Nothing is guaranteed immutable - that’s the point. There really is nothing wrong with adding redundancy when it’s extremely minimal effort and cost (metadata amounts to very little). At the flick of a couple check boxes, I could have Stablebit DrivePool duplicate that directory on however many drives I want - a configuration similar to SnapRAID’s content files.

Given that Duplicacy backup storage is easy to ‘repair’ by copying missing chunks from offsite storage, duplicating metadata is just another layer of redundancy that expedites a DR scenario.

rjcorless · 26 August 2022 11:23

Final Update:
Couldn’t put up with the thought of a ~2MB/s restore speed off OneDrive (even if it was just once per year), so I’ve used my Amazon AWS account to use their S3 storage offering.

So far, weekly full backups and daily differentials on windows documents files are being uploaded automatically at the end of each day (even though there are many incrementals being saved to Unraid every 30 minutes that I can also use quickly if I need to.

Currently have a full weekly backup and daily incrementals on a two week rotation for a bare metal restore. Given the daily differentials and unraid incrementals during the day appears to work OK, and given I don’t update/install new updates or programs to my windows PC, I may review this further and just run a Full backup weekly and say keep a month’s worth which is probably about 350GB in total. May just leave it at two through. Not decided.yet.

Looks like this will cost me about $3 per month which is nothing really. But really happy with both upload and download speeds that I can achieve with AWS. Will just do me fine.

Thanks for the insight and discussion! Very interesting and something I have never bothered with before!

rjcorless · 13 October 2022 14:22

UPDATE:
Well, in so much as the actual ‘storage’ cost for my 600GB rolling backup resulted in a nominal monthly charge of about £5, the charge for getting the data onto AWS within the month cost me another £79. What the heck? As I cannot see my strategy changing in backing up a ‘bare bones’ image, there is no way ai am going to pay £84 per month for uploading and storing just 600GB. I’m out!!

saspus · 14 October 2022 02:15

Not sure how did you get these numbers, check the bill

My upload of about 2TB to AWS cost me about $20 and then I pay $3 monthly for storage and incremental updates.

The idea being upload and download cost are irrelevant, you do it only once, but storage cost matters — you pay it forever.

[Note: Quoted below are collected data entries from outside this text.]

PR #331, opened 2024-08-16
Fix issue #330

### LINKED ISSUE #330: [BUG] BSS.Convert.toRDKit() appears to lose stereochemical information
Hey again,

I think I've encountered a bug with the Convert module (or I might be overlooking a crucial bit of code). Converting from a BioSimSpace / Sire mol to an rdmol via BSS.Convert.toRDKit() appears to lose stereochemical info.

**To Reproduce**

```py
from rdkit import Chem
import BioSimSpace as BSS

# Define enantiomer
a = 'CC[C@@H](O)C'

# Check stereochemistry of the molecules
a

# Parameterise
bs_a = BSS.Parameters.gaff(a).getMolecule()

# Check the stereochemistry is retained in the parameterised molecules 
bs_a._sire_object.view()

# Convert back to rdkit
rd_a = BSS.Convert.toRDKit(bs_a)
rd_a
```

**Expected behavior**
It seems to me like there is no reason for the stereochemistry to be removed.  The reason this has become an issue for me is because I'm using an rdkit-based flexible alignment method rather than rmsd/rmsdAlign, and so working with rdkit molecules that exhibit correct stereochemical centres is important. Perhaps I've missed something in the docs that'll help me achieve this. 

OS: [e.g. Linux (Ubuntu 20.04.6 LTS (Focal Fossa)
Version of Python: Python 3.12.4
Version of BioSimSpace: 2024.2.0
I confirm that I have checked this bug still exists in the latest released version of BioSimSpace: yes

Cheers,
Noah

lohedges:
This PR closes #330 by preserving SMILES based molecule properties when parameterising. Previously, `BioSimSpace.Convert.smiles` was only used to create an intermediate molecule during parameterisation, so any properties that were generated at this point were _not_ part of the returned molecule. This PR fixes this by adding them to the molecule, hence preserving attributes that are required for stereochemistry.

## Suggested reviewers:
@mb2055

### DIFF
--- a/python/BioSimSpace/Parameters/_Protocol/_amber.py
+++ b/python/BioSimSpace/Parameters/_Protocol/_amber.py
@@ -310,15 +310,24 @@ class AmberProtein(_protocol.Protocol):
         if work_dir is None:
             work_dir = _os.getcwd()
 
-        # Flag whether the molecule is a SMILES string.
+        # Try to create a molecule from the SMILES string.
         if isinstance(molecule, str):
-            is_smiles = True
-        else:
-            is_smiles = False
+            try:
+                smiles = molecule
+                molecule = _smiles(molecule)
+                edit_mol = molecule._sire_object.edit()
+                edit_mol = edit_mol.rename(f"smiles:{smiles}").molecule()
+                molecule._sire_object = edit_mol.commit()
+            except Exception as e:
+                msg = "Unable to convert SMILES to Molecule using RDKit."
+                if _isVerbose():
+                    msg += ": " + getattr(e, "message", repr(e))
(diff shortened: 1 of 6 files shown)


lohedges:
Looks like this doesn't completely fix #330, rather the specific case of SMILES input. Note that the test that fails is passing locally. Will investigate further.

lohedges:
Okay, it works locally using the same environment as for the CI. The test involves generating a mapping with RDKit, so I had assumed that this had changed between versions. (It doesn't specify a conformer to use.) If it had failed on a single platform I would have put it down to bad luck, but here it's failed on all of them. (The test is skipped on Windows.)

PR #333, opened 2024-09-06
Fix issue #332

### LINKED ISSUE #332: [BUG] Unable to align based on single atom mappings
Related to #312, it is not possible to align any single atom mapping. Previously we added a fix for ions, but this should be relaxed to allow all single atom mappings, whether the mapped atom contains an ion or not.

lohedges:
This PR closes #332 by relaxing the constraint on the alignment of single atom mappings, i.e. they no longer need to involve an ion. The original bug was caused by the mapping having too few degrees of freedom, not the molecule itself.


mb2055 (approved):
Looks good :+1:

PR #336, opened 2024-09-13
Fix issue #335

### LINKED ISSUE #335: [BUG] system.updateMolecules() doesn't work correctly for multiple molecules
Currently the `system.updateMolecules` method doesn't work correctly when multiple molecules are passed in a list since the underlying Sire object (`system._sire_object`) is only udpated after the final molecule has been updated, not at each iteration. This breaks the logic since a copy of the system is used within the loop to avoid the original system being destroyed if Sire throws an exception on update.

lohedges:
This PR fixes #335 by ensuring that the underlying Sire object of a BioSimSpace system is updated during the inner loop when updating molecules within the system. Otherwise, only the final molecule will be updated.


mb2055 (approved):
Looks good :+1:

PR #338, opened 2024-09-20
Add method to remove the space property from a system

lohedges:
This PR adds a method to `BioSimSpace._SireWrappers.System` to remove the space property from a system. At present this doesn't warn the user if there is more than one molecule, e.g. it's not a vacuum system. I'm happy to add this if useful. (I imagine the use case here is removing water from a box, then removing the space.)


mb2055 (approved):
All good :+1:

Issue #1, opened 2021-06-15
Figure out the default privacy boundary for the web


jyasskin:
The [origin](https://html.spec.whatwg.org/multipage/origin.html#origin) is the default _security_ boundary for the web. That is, different things within the same origin are expected to be able to interfere with each other, while cross-origin things have to opt into communication. There are some exceptions, like cookies and [Chrome's site isolation](http://www.chromium.org/Home/chromium-security/site-isolation#TOC-Current-Status), but we have consensus that origin isolation is the goal.

A default privacy boundary would, roughly, be the point at which the user (rather than the page) needs to approve communication.

We're currently defaulting to the [Public Suffix List](https://publicsuffix.org/) for this, but that answer isn't working perfectly. Specifically, the PSL groups origins into sites, and we declare that the site is the privacy boundary. The PSL has known [problems](https://github.com/sleevi/psl-problems), and it's not currently funded well enough to handle wider adoption, especially in [potentially-adversarial situations](https://github.com/privacycg/private-click-measurement/issues/78). We might be able to round up the needed extra investment if we so choose.

A [variant of First Party Sets](https://github.com/privacycg/first-party-sets#origins-instead-of-registrable-domains) might be able to serve as an alternate default privacy boundary.

jyasskin:
I forgot to mention that the IETF has tried to address an adjacent problem, but didn't succeed: https://datatracker.ietf.org/wg/dbound/about/ and https://github.com/equalsJeffH/dbound#readme.

torgo:
As discussed today - we think building on the [whatwg def](https://html.spec.whatwg.org/multipage/origin.html#origin) of origin and writing some words around that might be the best approach here. We could write it from the perspective of how new technologies should behave.

jyasskin:
[...]

PR #28, opened 2021-08-04
Rewrite the identity section to try to define the default enforceable privacy/contextual boundary.

jyasskin:
This improves #1 .

This incorporates some ideas from https://github.com/asankah/identity-domains,
which distinguishes separate profiles and boundaries a user creates by clearing
cookies/storage. This covers one of the things @sandandsnow wanted to be sure to cover, but I think I forgot a second thing.

It explicitly says that browsers are free to separate contexts more finely than
this default, which I hope covers @pes10k's concern in this area. We should add a general statement about browsers being free to more-aggressively protect their users in a separate PR.

It drops the blanket statement that automating recognition is always
inappropriate, as all webservers are automated, and sometimes users intend to
present the same identity in multiple contexts.

It also removes the explicit mention of email-based cross-context recognition
in favor of a more general statement about difficult-to-forge pieces of
people's identities.

Let me know what you think.

***
<a href="https://pr-preview.s3.amazonaws.com/jyasskin/privacy-principles/pull/28.html#identity" title="Last updated on Aug 18, 2021, 9:29 PM UTC (d3668c3)">Preview</a> | <a href="https://pr-preview.s3.amazonaws.com/w3ctag/privacy-principles/28/a5107a0...jyasskin:d3668c3.html" title="Last updated on Aug 18, 2021, 9:29 PM UTC (d3668c3)">Diff</a>

### DIFF
--- a/index.html
+++ b/index.html
@@ -535,7 +535,7 @@ their agency and sovereignty.
 A [=person=]'s <dfn>identity</dfn> is the set of characteristics that define them. Their identity
 *in a [=context=]* is the set of characteristics they present to that context. People
 frequently present different identities to different contexts, and also frequently share an identity
-between several contexts.
+among several contexts.
 
 <dfn>Cross-context recognition</dfn> is the act of recognising that an [=identity=] in one
 [=context=] is the same [=person=] as an [=identity=] in another [=context=]. [=Cross-context
--- a/index.html
+++ b/index.html
@@ -570,11 +570,18 @@ default, [=user agents=] define a <dfn>machine-enforceable context</dfn> or <dfn
 * between points in time that the user or their agent clears that [=site=]'s cookies and other
   storage (which is sometimes automatic at the end of each session).
 
-Even though this is the default, [=user agents=] are free to both widen and restrict this context as
+Even though this is the default, [=user agents=] are free to restrict this context as
 their users need. For example, some user agents may help their users present different
-[=identities=] to subdivisions of a single [=site=], while others may help their users present a
-single [=identity=] to a [=site=] across multiple installations or to multiple [=sites=] that the
-user understands represent a single [=party=].
+[=identities=] to subdivisions of a single [=site=].
+
+<div class="issue" data-number="1">
+
+There is disagreement about whether [=user agents=] may also widen their [=machine-enforceable
+contexts=]. For example, some user agents might want to help their users present a single
+[=identity=] to multiple [=sites=] that the user understands represent a single [=party=], or to a
+[=site=] across multiple installations.
+
+</div>
 
 [=User agents=] should prevent their user from being [=cross-context recognition|recognized=] across
 [=machine-enforceable contexts=] unless the user intends to be recognized. This is a "should" rather
--- a/index.html
+++ b/index.html
@@ -223,7 +223,7 @@
     };
   </script>
 </head>
-<body data-cite="html indexedDB service-workers fingerprinting-guidance">
+<body data-cite="html indexedDB service-workers fingerprinting-guidance url">
 
 <section id="abstract">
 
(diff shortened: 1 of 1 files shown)


index.html
```diff
@@ -536,34 +536,54 @@
...
+In computer systems and on the Web, an [=identity=] seen by a particular website is typically
+assigned an <dfn>identifier</dfn> of some type, which makes it easier for an automated system to
+store data about that user.
+
+[=User agents=] support their [=users=]' [=autonomy=] by helping them present their intended
+[=identity=] to each [=context=] that they visit. To do this, [=user agents=] have to make some
+assumptions about the borders between [=contexts=]. By default, [=user agents=] define a
+<dfn>machine-enforceable context</dfn> or <dfn>partition</dfn> as:
+
+* A set of [=environments=] (roughly top-level pages, iframes, and workers)
```
jyasskin, line 562: Reorder to emphasize that the iframes and workers don't have to be top-level:

```suggestion
* A set of [=environments=] (roughly iframes (including third-party iframes), workers, and top-level pages,)
```

index.html
```diff
@@ -536,34 +536,54 @@
...
-A keystone principle of the Web is trust [[RFC8890]]. An important part of trust is to
-ensure that [=data=] collected for a [=purpose=] that matches a clearly delineated [=user=]
-feature should not then be used for additional secondary [=purposes=]. Email is often used
-for login and communication [=purposes=], including essential transactional interactions.
-Using emails for cross-context recognition [=purposes=] is therefore not only
-[=inappropriate=] but also threatens key messaging infrastructure. Future iterations of
-the Web platform should ensure that users can log into sites and receive communication
-without relying on email at all.
+A [=person=]'s <dfn>identity</dfn> is the set of characteristics that define them. Their identity
+*in a [=context=]* is the set of characteristics they choose to present to that context. People
```
jyasskin, line 540:
```suggestion
*in a [=context=]* is the set of characteristics they present to that context. People
```

index.html
```diff
@@ -536,34 +536,54 @@
...
+you expect them to have rather different discussion topics with you than they usually would, and
+possibly even to pretend they do not know you.) This is particularly true for [=vulnerable=] people
+as recognising them in different [=contexts=] may force their vulnerability into the open.
+
+In computer systems and on the Web, an [=identity=] seen by a particular website is typically
+assigned an <dfn>identifier</dfn> of some type, which makes it easier for an automated system to
+store data about that user.
+
+[=User agents=] support their [=users=]' [=autonomy=] by helping them present their intended
+[=identity=] to each [=context=] that they visit. To do this, [=user agents=] have to make some
```
jyasskin, line 558: Highlight this as a ***principle***. Copy formatting ideas from https://www.w3.org/TR/fingerprinting-guidance/#detectability.

index.html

Your numbers are however cray high. What tier have you used? Glacier flexible retrieval is what you want as there are no thawing involved, until Duplicacy supports archival storage properly.

Edit: since you are backing up an image you might have very high data turnover. This will be very expensive as low cost tiers penalize early deletion. Set chunking to fixed to combat it somewhat. But I would reconsider backing up images, even if you think it won’t work for you.

rjcorless · 14 October 2022 21:43

Seems a tad excessive for < 700GB upload. Will need to rethink this one!